If you want to leave this to the professionals, it should cost under 20 quid to have an independent garage fix your car's horn fuse.

Average Cost of getting a fuse replaced by an independent garage
London£18.44
Manchester£14.10
Glasgow£7.00

2) The horn might not be working due to a relay fault

Once you’ve checked the fuse and all is well in the fuse box, check the horn relay. The relay is located in the engine compartment fuse box. You can use a multimeter to check for faults or if you prefer, you could simply switch the suspect relay with a good one, but they must be identical.

To do this, you must find another relay on the fuse box that is identical to the horn relay then switch the two relays. If your horn works but the other relay function stops working, then it means that the horn relay was defective. Two things to bear in mind if you are going to check and replace the relay is:

  • Simply looking at the relay will not ascertain whether it has blown
  • It’s important to replace the faulty relay with one that has the same amperage.

Having an independent garage fix your car horn relay will cost anywhere from £42.50 to £125 or more—we found significant regional differences for this repair.

Average Cost for fixing a defective horn relay
London£125
Manchester£42.50
Glasgow£63.00

Once a new relay has been fitted in the place of the faulty one, test the horn to see if it is working. If the horn is still not working, then the actual horn may need replacing.

How to replace a faulty car horn

If you think your car needs a new horn, you can either go to the professionals or attempt it yourself. As always, when starting to work on the car, ensure the engine is switched off and the key is taken out of the ignition to prevent shocks and electrocution.

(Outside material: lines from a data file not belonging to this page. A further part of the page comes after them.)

PR #266, opened 2025-04-03
Fix major bugs in serialization

Amnah199:
Chat messages are not serialized properly.

### DIFF
--- a/haystack_experimental/core/pipeline/pipeline.py
+++ b/haystack_experimental/core/pipeline/pipeline.py
@@ -79,7 +79,8 @@ class Pipeline(PipelineBase):
 
         # add component_inputs to inputs
         breakpoint_inputs = inputs.copy()
-        breakpoint_inputs[component_name] = self._serialize_component_input(component_inputs, instance)
+        # breakpoint_inputs[component_name] = self._serialize_component_input(component_inputs, instance)
+        breakpoint_inputs[component_name] = component_inputs
         if breakpoints and not self.resume_state:
             self._check_breakpoints(breakpoints, component_name, instance, component_visits, breakpoint_inputs)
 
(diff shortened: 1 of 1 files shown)


haystack_experimental/core/pipeline/pipeline.py
```diff
@@ -433,7 +433,7 @@ def transform_json_structure(data, component):
         elif isinstance(data, list):
             # transform each item in the list
             transformed = [Pipeline.transform_json_structure(item, component) for item in data]
-
+            return transformed
             # NOTE: if the list has only one item, return just that item unless we are dealing with an AnswerBuilder
             if len(transformed) == 1:
                 # NOTE: This is a workaround only for the AnswerBuilder component
```
Amnah199, line 439: This part is whats causing the issue with deserializing ChatMessages. The `_content` is supposed to be a list but this step removes the list around it. I am checking how to fix this without causing other components to crash.

haystack_experimental/core/pipeline/pipeline.py
```diff
@@ -516,6 +516,7 @@ def _deserialize_component_input(value):  # noqa: PLR0911
         if isinstance(value, dict):
             if "_type" in value and "_module" in value:
                 type_name = value.pop("_type")
+                value.pop("_module")
```
Amnah199, line 519: I think we are not using _module anywhere so we can perhaps not store it.

haystack_experimental/core/pipeline/pipeline.py
davidsbatista: ah, good catch! I think it's enough: 

```python
if isinstance(component, AnswerBuilder) or isinstance(component, ChatMessage):
```

Amnah199: I guess more instances will keep coming up where removing a list will raise an error. This hack will also keep getting longer. WDYT?

Amnah199: Ideally the original type of value should be preserved, whether a str, int or list.

haystack_experimental/core/pipeline/pipeline.py
```diff
@@ -79,7 +79,8 @@ def _run_component(  # pylint: disable=too-many-positional-arguments
 
         # add component_inputs to inputs
         breakpoint_inputs = inputs.copy()
-        breakpoint_inputs[component_name] = self._serialize_component_input(component_inputs, instance)
+        # breakpoint_inputs[component_name] = self._serialize_component_input(component_inputs, instance)
```
davidsbatista, line 82: this line can be removed

haystack_experimental/core/pipeline/pipeline.py
```diff
@@ -421,29 +422,28 @@ def transform_json_structure(data, component):
...
+            # If the original list has exactly one element and that element was a dict
+            # with 'sender' and 'value', then unwrap the list.
 
-            # NOTE: if the list has only one item, return just that item unless we are dealing with an AnswerBuilder
-            if len(transformed) == 1:
-                # NOTE: This is a workaround only for the AnswerBuilder component
-                # we need to wrap the value in a list
-                if isinstance(component, AnswerBuilder):
-                    return transformed
+            if len(data) == 1 and isinstance(data[0], dict) and "value" in data[0] and "sender" in data[0]:
```
davidsbatista, line 441: I think this line + the return can run before the line above

haystack_experimental/core/pipeline/pipeline.py
```diff
@@ -404,15 +404,13 @@ def _remove_unserialisable_data(value):
...
                 value.meta["usage"].pop("prompt_tokens_details", None)
 
-        if isinstance(value, dict) and "type" in value:  # noqa: SIM102
-            if value["type"] == "haystack.dataclasses.answer.GeneratedAnswer":  # noqa: SIM102
-                if "meta" in value and "usage" in value["meta"]:    # noqa: SIM102
-                    value["meta"]["usage"].pop("completion_tokens_details", None)
-                    value["meta"]["usage"].pop("prompt_tokens_details", None)
+        if isinstance(value, GeneratedAnswer):  # noqa: SIM102
+            if value.meta and "usage" in value.meta:  # noqa: SIM102
+                value.meta.pop("usage", None)
```
Amnah199, line 413: As we are not calling serilization on component inputs, this needed to be changed for AnswerJpiner tests to pass.

davidsbatista (approved):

The location of the actual horn part of the car is behind the front grill of the car. To access the horn to replace it, you need to take the grill off. Each car’s grill come off slightly differently, by either detaching clips or brackets that are holding it up. To do this safely, use a screwdriver to wedge into the gap and apply gentle pressure to pull it apart.

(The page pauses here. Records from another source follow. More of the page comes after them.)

PR #269, opened 2025-04-07
feat: adding `Pipeline` checkpoints

davidsbatista:
### Related Issues

- fixes https://github.com/deepset-ai/haystack/issues/8972
### Proposed Changes: Pipeline Debugging and State Management Enhancements

This PR introduces improvements to the Pipeline, adding debugging capabilities and state management. The changes make it easier to debug pipelines.

- It adds the ability to set breakpoints at specific component visits, but the pipeline execution is stopped at the defined breakpoints.
- A breakpoint generates a state, a JSON file with the current pipeline state at the specified breakpoint. A Pipeline can then be resumed from this state file

## Usage Examples

```python
# Setting breakpoints
pipeline.run(
    data={"input": "value"},
    breakpoints={("component_name", 0)},  # Break at the first visit
    debug_path="debug_states/"
)
```

This will generate a JSON with the complete pipeline state before the next component is run, i.e.: the one receiving the output of the component set in the breakpoint

```python
# Resuming from a saved state
state = Pipeline.load_state("debug_states/component_state.json")
pipeline.run(
    data={"input": "value"},
    resume_state=state
)
```

### How did you test it?

We currently test this approach with six different pipelines, and for each component in each pipeline i.e.: the pipeline must stop and resume at each component
  - Hybrid RAG Pipeline - uses `DocumentJoiner`
  - Pipelines that use other joiners: `BranchJoiner`, `AnswerJoiner`, `ListJoiner`, `StringJoiner`
  - A Pipeline with a loop

### Notes:

- I'm opening this PR against another branch that only has the current `pipeline.py` from haystack main - this is so that the reviewers can better see what's being added to the original/current `pipeline.py` instead of just seeing a whole new file.
- There are still two edge cases for the `DocumentJoiner` and the `BranchJoiner` where an extra list is added during the serialisation/deserialisation process - we are still investigating/fixing those cases.
- The macOS tests fail with a `Fatal Python error: Segmentation fault` - also investigating/fixing 

### Checklist

- I documented my code


davidsbatista:
@anakin87 this is a big one, I know, we can go on a call if you wish, and I can guide you through the code changes and demo what's done.

haystack_experimental/core/pipeline/pipeline.py
```diff
@@ -229,45 +303,382 @@ def run(  # noqa: PLR0915, PLR0912
...
+            if len(data) == 1 and isinstance(data[0], dict) and "value" in data[0] and "sender" in data[0]:
+                return transformed[0]
+            return transformed
+
+        else:
+            # For other data types, just return the value as is.
+            return data
+
+    @staticmethod
+    def _serialize_component_input(value, component):
```
julian-risch, line 458: Let's use type annotations for the input params and returns here too. They make it easier to understand the code.

haystack_experimental/core/errors.py
```diff
@@ -0,0 +1,59 @@
...
+
+class DeserializationError(Exception):
+    pass
+
+
+class SerializationError(Exception):
+    pass
+
+
+class PipelineBreakException(Exception):
```
julian-risch, line 50: `PipelineBreakException` with just `Break` in the name doesn't explain the cause very well. We should decide on how to consistently use Breakpoint, Checkpoint, State as terms.

haystack_experimental/core/pipeline/pipeline.py
```diff
@@ -175,6 +219,16 @@ def run(  # noqa: PLR0915, PLR0912
...
             output is included.
+
+        :param breakpoints:
+            Set of tuples of component names and visit counts at which the pipeline should break execution.
+
+        :param resume_state:
+            A dictionary containing the state of a previously saved pipeline execution.
+
+        :param debug_path:
+            Path to the directory where the pipeline state should be saved.
```
anakin87, line 230: I need to understand better this point. We can discuss this in the call.
Why is the pipeline responsible for saving the pipeline state to disk?
Have we considered to simply return a dict instead?

haystack_experimental/core/pipeline/pipeline.py
```diff
@@ -99,7 +138,12 @@ def _run_component(
             return cast(Dict[Any, Any], component_output)
 
     def run(  # noqa: PLR0915, PLR0912
-        self, data: Dict[str, Any], include_outputs_from: Optional[Set[str]] = None
+        self,
+        data: Dict[str, Any],
+        include_outputs_from: Optional[Set[str]] = None,
+        breakpoints: Optional[Set[Tuple[str, Optional[int]]]] = None,
+        resume_state: Optional[Dict[str, Any]] = None,
```
julian-risch, line 145: if `breakpoints` and `resume_state` are both set, let's show at least a warning that `breakpoints` will be ignored (if that's the behavior)

haystack_experimental/core/pipeline/pipeline.py
```diff
@@ -229,45 +303,382 @@ def run(  # noqa: PLR0915, PLR0912
...
+            logger.info(f"Successfully loaded pipeline state from: {file_path}")
+            return state
+        except FileNotFoundError:
+            raise FileNotFoundError(f"File not found: {file_path}")
+        except json.JSONDecodeError as e:
+            raise json.JSONDecodeError(f"Invalid JSON file {file_path}: {str(e)}", e.doc, e.pos)
+        except IOError as e:
+            raise IOError(f"Error reading {file_path}: {str(e)}")
+
+    def _validate_components_state(self, resume_state: Dict[str, Any]) -> None:
```
julian-risch, line 609: _validate_pipeline_state instead?

haystack_experimental/core/pipeline/pipeline.py
```diff
@@ -45,10 +57,37 @@ def _run_component(
...
 
+        # Deserialize the inputs if they are passed in resume state
+        # this check will prevent other inputs generated at runtime from being deserialized
+        if self.resume_state and component_name in self.resume_state["pipeline_state"]["inputs"].keys():
+            for key, value in component_inputs.items():
+                component_inputs[key] = Pipeline._deserialize_component_input(value)
+
+        # add component_inputs to inputs
+        breakpoint_inputs = inputs.copy()
+        breakpoint_inputs[component_name] = Pipeline._remove_unserialisable_data(component_inputs)
```
julian-risch, line 87: We're mixing serialize / serialise. For consistency, we should use _remove_unserializable_data

haystack_experimental/core/pipeline/pipeline.py
```diff
@@ -229,45 +303,382 @@ def run(  # noqa: PLR0915, PLR0912
...
+        :param breakpoints: Set of tuples of component names and visit counts at which the pipeline should stop.
+        :param component_name: Name of the component to check.
+        :param component_visits: The number of times the component has been visited.
+        :param inputs: The inputs to the pipeline.
+        :raises PipelineBreakException: When a breakpoint is triggered, with component state information.
+        """
+        matching_breakpoints = [bp for bp in breakpoints if bp[0] == component_name]
+        for bp in matching_breakpoints:
+            visit_count = bp[1]
+            # break at every visit if visit_count is -1
```
julian-risch, line 398: Let's remove this feature because we will raise an Exception when we break for the first time. Users can stop at every visit by resuming the pipeline run and increasing the `visit_count` in `breakpoints={("component_name", visit_count)},`

haystack_experimental/core/pipeline/pipeline.py
```diff
@@ -229,45 +303,382 @@ def run(  # noqa: PLR0915, PLR0912
...
-                    pipeline_outputs[component_name] = deepcopy(component_pipeline_outputs)
-                if self._is_queue_stale(priority_queue):
-                    priority_queue = self._fill_queue(ordered_component_names, inputs, component_visits)
+    def _validate_breakpoints(self, breakpoints: Set[Tuple[str, Optional[int]]]) -> Set[Tuple[str, int]]:
+        """
+        Validates the breakpoints passed to the pipeline.
 
-            return pipeline_outputs
+        Make sure they are all valid components registered in the pipeline,
+        If the visit is not given, it is assumed to be 0, it will break on the first visit.
```
julian-risch, line 366: we should document that also in the docstring of the pipeline input params.

haystack_experimental/core/pipeline/pipeline.py
```diff
@@ -189,32 +243,52 @@ def run(  # noqa: PLR0915, PLR0912
...
 
-        # We need to access a component's receivers multiple times during a pipeline run.
-        # We store them here for easy access.
-        cached_receivers = {name: self._find_receivers_from(name) for name in ordered_component_names}
+        else:
+            self._validate_components_state(self.resume_state)
+            data = self._prepare_component_input_data(self.resume_state["pipeline_state"]["inputs"])
+            component_visits = self.resume_state["pipeline_state"]["component_visits"]
+            self.ordered_component_names = self.resume_state["pipeline_state"]["ordered_component_names"]
+            cached_receivers = {name: self._find_receivers_from(name) for name in self.ordered_component_names}
```
julian-risch, line 286: We're doing this in the `if` case and in `else` case. If we move the log message a few lines up, we can move 
`cached_receivers = {..` out of the if / else.

haystack_experimental/core/pipeline/pipeline.py
anakin87: I would like if @tstadel could confirm this requirement - writing JSON to disk.

In case it is necessary, I would make the interface a bit more consistent between writing and reading.
Something like:

```python
pipeline.run(
    data={"input": "value"},
    resume_state="my_state.json" # no need to call Pipeline.load_state
)
```

haystack_experimental/core/pipeline/pipeline.py
```diff
@@ -229,45 +303,382 @@ def run(  # noqa: PLR0915, PLR0912
...
+        from datetime import datetime
+
+        if isinstance(self.debug_path, str):
+            self.debug_path = Path(self.debug_path)
+        if not isinstance(self.debug_path, Path):
+            raise ValueError("Debug path must be a string or a Path object.")
+        self.debug_path.mkdir(exist_ok=True)
+
+        dt = datetime.now()
+        file_name = Path(f"{component_name}_state_{dt.strftime('%Y_%m_%d_%H_%M_%S')}.json")
```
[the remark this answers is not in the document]
Amnah199: I like the second option better. @davidsbatista what do you think?

haystack_experimental/core/errors.py
Amnah199: Lets stick to `Breakpoint`.

haystack_experimental/core/pipeline/pipeline.py
```diff
@@ -229,45 +301,382 @@ def run(  # noqa: PLR0915, PLR0912
...
+                value.meta["usage"].pop("prompt_tokens_details", None)
+
+        if isinstance(value, GeneratedAnswer):  # noqa: SIM102
+            if value.meta and "usage" in value.meta:  # noqa: SIM102
+                value.meta.pop("usage", None)
+
+        return value
+
+    @staticmethod
+    def transform_json_structure(data: Any, component: Any) -> Any:
```
Amnah199, line 428: @davidsbatista this `component` param is not actually being used in the method. Should we remove it or this was added for a specific reason?

Amnah199: I think I'll remove it from all the methods including `save_state`.

haystack_experimental/core/pipeline/pipeline.py
Amnah199: I added the `load_state` call in the resuming logic so the user can just pass the json file path as you mentioned.

haystack_experimental/core/pipeline/pipeline.py
```diff
@@ -45,10 +57,37 @@ def _run_component(
...
+        # this check will prevent other inputs generated at runtime from being deserialized
+        if self.resume_state and component_name in self.resume_state["pipeline_state"]["inputs"].keys():
+            for key, value in component_inputs.items():
+                component_inputs[key] = Pipeline._deserialize_component_input(value)
+
+        # add component_inputs to inputs
+        breakpoint_inputs = inputs.copy()
+        breakpoint_inputs[component_name] = Pipeline._remove_unserialisable_data(component_inputs)
+        if breakpoints and not self.resume_state:
+            self._check_breakpoints(breakpoints, component_name, instance, component_visits, breakpoint_inputs)
```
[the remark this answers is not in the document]
Amnah199: For now I removed passing component instance as param, as we are not really using it in any method.

haystack_experimental/core/pipeline/pipeline.py
```diff
@@ -45,10 +57,37 @@ def _run_component(
             component_name=component_name, component=component, inputs=inputs
         )
 
+        # NOTE: a workaround for the DocumentJoiner and BranchJoiner components, since _consume_component_inputs()
+        # wraps 'documents' in an extra list, so if there's a 3 level deep list, we need to flatten it to 2 levels only
+        # ToDo: investigate why this is needed and if we can remove it
```
sjrl, line 62: I don't know a solution off the top of my head but this is related to our Variadic type. Specifically `Variadic` is a subclass of `Iterable`. So in all of our joiners we have type `Variadic[SomeType]` which basically translates to `Iterable[SomeType]`. And for the DocJoiner this becomes `Iterable[List[Document]]` hence why we get an extra wrapped list. 

My guess we will need to use the checks `socket.is_variadic`, `socket.is_greedy` and `is_socket_lazy_variadic` to help solve this case generally.

haystack_experimental/core/pipeline/pipeline.py
```diff
@@ -229,45 +311,387 @@ def run(  # noqa: PLR0915, PLR0912
...
+
+        # Define the mapping of types to their deserialization functions
+        _type_deserializers = {
+            "Answer": Answer.from_dict,
+            "ChatMessage": ChatMessage.from_dict,
+            "Document": Document.from_dict,
+            "ExtractedAnswer": ExtractedAnswer.from_dict,
+            "GeneratedAnswer": GeneratedAnswer.from_dict,
+            "SparseEmbedding": SparseEmbedding.from_dict,
+        }
```
sjrl, line 533: Similar to what we do for loading components couldn't we first import the `_type` check if it has a `from_dict` attribute and if so then call that? This way we could avoid needing a hard coded list right? [Here](https://github.com/deepset-ai/haystack/blob/0d6a3925068b0df821c295c1a8625911b72c38db/haystack/core/pipeline/base.py#L191-L215) is how we do this for loading components in `base.py`

Would also solve the case for custom components.

haystack_experimental/core/pipeline/pipeline.py
```diff
@@ -229,45 +311,387 @@ def run(  # noqa: PLR0915, PLR0912
...
+    @staticmethod
+    def load_state(file_path: Union[str, Path]) -> Dict[str, Any]:
+        """
+        Load a saved pipeline state.
+
+        :param file_path: Path to the state file
+        :returns:
+            Dict containing the loaded state
+        """
+        import json
```
sjrl, line 605: Move import to top of file

haystack_experimental/core/pipeline/pipeline.py
```diff
@@ -229,45 +311,387 @@ def run(  # noqa: PLR0915, PLR0912
...
+
+        file_path = Path(file_path)
+
+        try:
+            with open(file_path, "r", encoding="utf-8") as f:
+                state = json.load(f)
+            Pipeline._validate_resume_state(state=state)
+            logger.info(f"Successfully loaded pipeline state from: {file_path}")
```
sjrl, line 613: Small thing but it looks like the error handling in this try block is only for the lines
```python
            with open(file_path, "r", encoding="utf-8") as f:
                state = json.load(f)
```
so I think it would make sense to take out this line
```python
            Pipeline._validate_resume_state(state=state)
            logger.info(f"Successfully loaded pipeline state from: {file_path}")
```
and move it to after the error handling. Then we could add a new try except block if we wanted to handle the `PipelineRuntimeError` in any special way.

haystack_experimental/core/pipeline/pipeline.py
```diff
@@ -229,45 +311,387 @@ def run(  # noqa: PLR0915, PLR0912
...
+        :param resume_state: The saved state to validate.
+        """
+
+        pipeline_state = resume_state["pipeline_state"]
+        valid_components = set(self.graph.nodes.keys())
+
+        # Check if the ordered_component_names are valid components in the pipeline
+        missing_ordered = set(pipeline_state["ordered_component_names"]) - valid_components
+        if missing_ordered:
+            raise PipelineRuntimeError(
```
sjrl, line 637: As a heads up `PipelineRuntimeError` recently got refactored in this [PR](https://github.com/deepset-ai/haystack/pull/9182) which could change how you call it.

haystack_experimental/core/errors.py
```diff
@@ -0,0 +1,59 @@
...
+class SerializationError(Exception):
+    pass
+
+
+class PipelineBreakpointException(Exception):
+    """
+    Exception raised when a pipeline breakpoint is triggered.
+    """
+
+    def __init__(self, message, component=None, state=None, results=None):
```
sjrl, line 55: let's add type hints here as well

haystack_experimental/core/pipeline/pipeline.py
```diff
@@ -21,11 +25,17 @@ class Pipeline(PipelineBase):
     Orchestrates component execution according to the execution graph, one after the other.
     """
 
-    def _run_component(
+    ordered_component_names: list[str]
```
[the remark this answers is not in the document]
sjrl: Also for now, let's not mix typing types (e.g. Dict) with builtin types (e.g. dict). I'd say let's consistently use typing types (so Dict) here.

haystack_experimental/core/pipeline/pipeline.py
```diff
@@ -99,7 +138,12 @@ def _run_component(
             return cast(Dict[Any, Any], component_output)
 
     def run(  # noqa: PLR0915, PLR0912
-        self, data: Dict[str, Any], include_outputs_from: Optional[Set[str]] = None
+        self,
+        data: Dict[str, Any],
+        include_outputs_from: Optional[Set[str]] = None,
+        breakpoints: Optional[Set[Tuple[str, Optional[int]]]] = None,
+        resume_state: Optional[Dict[str, Any]] = None,
+        debug_path: Optional[str] = None,
```
sjrl, line 146: I believe this should be updated to 
```suggestion
        debug_path: Optional[str, Path] = None,
```

haystack_experimental/core/pipeline/pipeline.py
```diff
@@ -21,11 +25,17 @@ class Pipeline(PipelineBase):
     Orchestrates component execution according to the execution graph, one after the other.
     """
 
-    def _run_component(
+    ordered_component_names: list[str]
+    original_input_data: dict[str, Any]
+    resume_state: Optional[Dict[str, Any]] = None
+    debug_path: Optional[Union[str, Path]] = None
```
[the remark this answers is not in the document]
davidsbatista: There's not `__init__()`; this class extends Base and only has `run()` and `_run_component()`. We could add it to the `Base` instead, and then they would also be available to the Async version of the Pipeline. 

I did it here at the time so that the changes would be self-contained in a single class.

haystack_experimental/core/pipeline/pipeline.py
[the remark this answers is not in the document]
davidsbatista: I would rather leave them with built-in and also start using the built-in in new code. Currently the ruff config looks like this:

```ini
[tool.ruff]
line-length = 120
target-version = "py38"
exclude = ["test", ".github", "examples"]
```

it should by py39, since we dropped 38 support, and as soon as we change it we will have to change all the typing to use built-in types instead of types from Typing.

haystack_experimental/core/pipeline/pipeline.py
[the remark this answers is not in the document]
sjrl: Okay I see. You could also add an init to this class if you’d like and just also call super init within it. But also fine to move this to base.

haystack_experimental/core/pipeline/pipeline.py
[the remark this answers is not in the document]
sjrl: Right I see what you’re saying. I think @julian-risch and I discussed that we would tackle the type update separately since we have until October for it to be fully deprecated.

haystack_experimental/core/pipeline/pipeline.py
```diff
@@ -229,45 +303,382 @@ def run(  # noqa: PLR0915, PLR0912
...
+        if isinstance(value, ChatMessage):  # noqa: SIM102
+            if "usage" in value.meta:  # noqa: SIM102
+                value.meta["usage"].pop("completion_tokens_details", None)
+                value.meta["usage"].pop("prompt_tokens_details", None)
+
+        if isinstance(value, GeneratedAnswer):  # noqa: SIM102
+            if value.meta and "usage" in value.meta:  # noqa: SIM102
+                value.meta.pop("usage", None)
+
+        return value
```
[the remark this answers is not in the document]
Amnah199: Opened an issue for this: https://github.com/deepset-ai/haystack/issues/9200

haystack_experimental/core/pipeline/pipeline.py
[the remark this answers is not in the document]
Amnah199: Moving these to base `__init__`.

haystack_experimental/core/pipeline/pipeline.py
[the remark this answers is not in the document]
Amnah199: Updated to stick with typing types (so Dict)  for now.

haystack_experimental/core/pipeline/pipeline.py
davidsbatista: When I bumped into this issue, I noticed that the function that runs before: `_consume_component_inputs()` adds that extra list and it's only for these two joiners Document and Branch (i.e.: the `ListJoiner` and `StringJoiner` are fine)

sjrl: Huh how very odd. Why would ListJoiner and StringJoiner be treated differently here?

davidsbatista: I'm still investigating this and trying out another approach. Anyway, dC could already test this first version of the breakpoints even with this ugly fix.

davidsbatista:
I'm going to merge this into the "temporary" up branch `adding-pipeline-for-easy-PR-review` and I will open one against main from there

Often, you’ll find it easier to take your grill off if you open the bonnet and push the clips or brackets from the inside. If you find the grill has been screwed on, then, one removed, keep the screws safe so you can put them back on after the horn has been replaced. It may be easier to remove your grill by opening the hood so you can push it from the inside.

Some cars may have screws that need to be removed to take the grill off. Keep the screws safe for when you need to put the grill back on.

How to fix your car horn

  • 1) Locate the horn, which looks like a small metal disk with two cables joined to it.
  • 2) The horn might be of the left side or right side of the front screen.
  • 3) Unbolt the connections of the horn and keep them safe
  • 4) Purchase a new horn that is compatible with the make and model of your car
  • 5) Install the new horn to the bolts you took our initially
  • 6) Ensure the horn is secure so it doesn’t move around when you begin to drive
  • 7) Insert the two cables into the new horn before testing it
  • 8) Test the horn
  • 9) Put your grill back on to complete the job

Average Cost to Fit a New Car Horn

Average Cost of having a new horn fitted into your carIndependent GarageDealership
London£89.30£110.87
Manchester£71.48£110.87
Glasgow£70.25£110.87

FAQs

An independent repair shop or a dealer can fix your car horn. Alternatively, if you're mechanically savvy you can follow the steps above to check the fuse and maybe even replace the car horn yourself.
Replacing a blown car horn fuse will cost around £15 at an independent dealer; fixing a relay fault will cost £42 to £125 depending on where you live; and replacing a car horn will cost £70 to £110, depending on what type of repair shop you use.
Fixing your car horn yourself might interfere with the car warranty if your car is still in the warranty period—and besides, if your car is still in warranty then the dealer should cover a faulty horn. However, if you're mechanically inclined and your car is older then you might save by trying to fix the car horn yourself.